Why does AltAnalyze need to filter my data?

Answer: Prior to alternative exon analysis, AltAnalyze can be used to remove probe sets that are not deemed as sufficiently expressed. This filtering is important since including non-expressed probesets can result in false positive alternative exon detection. This occurs when the expression of a non-expressed probeset is normalized to the expression of the gene (e.g., constitutive probesets). Thus, if a gene is transcriptionally regulated, it can result in an artificial change in probeset expression, after normalization. For this reason, by default, AltAnalyze removes probesets that are not expressed above a non-log expression value of 70 and have a DABG p-value of less than 0.05. These filters can be adjusted by the user, for example, if a user does not want to filter their data, they can set these thresholds both equal to 1 (expression values below 1 do not exist for RMA).

Probeset Filtering Method for Affymetrix Data

For the two conditions that AltAnalyze compares (e.g., cancer versus normal), a probe set will be removed if neither condition has a mean detection above background (DABG) p value less than the user threshold (e.g., 0.05). Likewise, if neither condition has a mean probe set intensity greater than the user threshold (e.g., 70), then the probe set will be excluded from the analysis. When comparing two conditions (pairwise comparison) for probe sets used to determine gene transcription (e.g., constitutive aligning), both conditions will be required to meet these expression thresholds in order to ensure that the genes are expressed in both conditions and thus reliable for detecting alternative exons as opposed to changes in transcription. When comparing all biological groups in the user dataset, however, these additional filters are not used.

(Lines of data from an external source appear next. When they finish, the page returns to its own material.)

PR #13130, opened 2024-06-05
Introduce a test case to confirm memory leakage in the rsyslogd process

vvolam:
### Description of PR

Introduce a test case to confirm memory leakage in the rsyslogd process across all containers.

### Type of change
- [ ] Bug fix

### Back port request
- [ ] 201911
- [ ] 202012
- [ ] 202205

Probeset Filtering Method for RNASeq Data

For the two conditions that AltAnalyze compares (e.g., cancer versus normal), an exon or junction feature will be removed if neither condition has a mean read count greater than the user threshold (e.g., 2 or 10 respectively). Since exons tend to have higher expression than junctions due to their longer lengths, the exon thresholds are typically recommended to be larger. These features can also be filtered based on RPKM. For non-RPKM analyses (quantile normalized or un-adjusted read-count analyses), count data is filtered as discussed above for Affymetrix probe set expression values. For RPKM analyses, gene-level RPKM values are calculated/filtered prior to alternative exon analyses using the same strategy outlined for exon-level data above. Only exon-level results are used to calculate gene expression values and statistics when present (not junctions).